Exercise instructions – Copy out the entries that follow, exactly as written.

Saved entries:

%%

PR #277, opened 2017-08-03
Route support for OpenShift

sjberman:
Add Route object support for OpenShift. This allows users to create
Route objects that are translated into BIG-IP resources and policies
for routing traffic.

Add unit test utilities and tests for managing Route objects.
Also moved an Ingress unit test to its proper location in resourceConfig_test,
which is where a similar unit test for Routes lives.

### DIFF
--- a/cmd/k8s-bigip-ctlr/main.go
+++ b/cmd/k8s-bigip-ctlr/main.go
@@ -65,6 +65,7 @@ var (
 	bigIPFlags        *pflag.FlagSet
 	kubeFlags         *pflag.FlagSet
 	openshiftSDNFlags *pflag.FlagSet
+	osRouteFlags      *pflag.FlagSet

%%

Output of the exercise –
PR #277, opened 2017-08-03
Route support for OpenShift

sjberman:
Add Route object support for OpenShift. This allows users to create
Route objects that are translated into BIG-IP resources and policies
for routing traffic.

Add unit test utilities and tests for managing Route objects.
Also moved an Ingress unit test to its proper location in resourceConfig_test,
which is where a similar unit test for Routes lives.

### DIFF
--- a/cmd/k8s-bigip-ctlr/main.go
+++ b/cmd/k8s-bigip-ctlr/main.go
@@ -65,6 +65,7 @@ var (
 	bigIPFlags        *pflag.FlagSet
 	kubeFlags         *pflag.FlagSet
 	openshiftSDNFlags *pflag.FlagSet
+	osRouteFlags      *pflag.FlagSet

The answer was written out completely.